(Activity): Within the listing, each line that has the string "main" should be copied.

(Data excerpts):

PR #445, opened 2021-06-19
Restructure Webapp UI

Maxr1998:
- Move CoordinatorLayout to WebViewFragment, since it's only supposed to be used there anyways
- Fade in WebView once the app has connected to the sever
- Fix a potential NPE when setting the locale

The background icon as discussed in #436 is still missing, but this should be easy to add now. I will play with that tomorrow.

cc: @CarlosOlivo

### DIFF
--- a/app/src/main/java/org/jellyfin/mobile/utils/UIExtensions.kt
+++ b/app/src/main/java/org/jellyfin/mobile/utils/UIExtensions.kt
@@ -51,12 +51,12 @@ fun View.applyWindowInsetsAsMargins() {
 fun View.fadeIn() {
     alpha = 0f
     isVisible = true
-    with(animate()) {
+    animate().apply {
         alpha(1f)
         @Suppress("MagicNumber")
         duration = 300L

(Written answer):
--- a/app/src/main/java/org/jellyfin/mobile/utils/UIExtensions.kt
+++ b/app/src/main/java/org/jellyfin/mobile/utils/UIExtensions.kt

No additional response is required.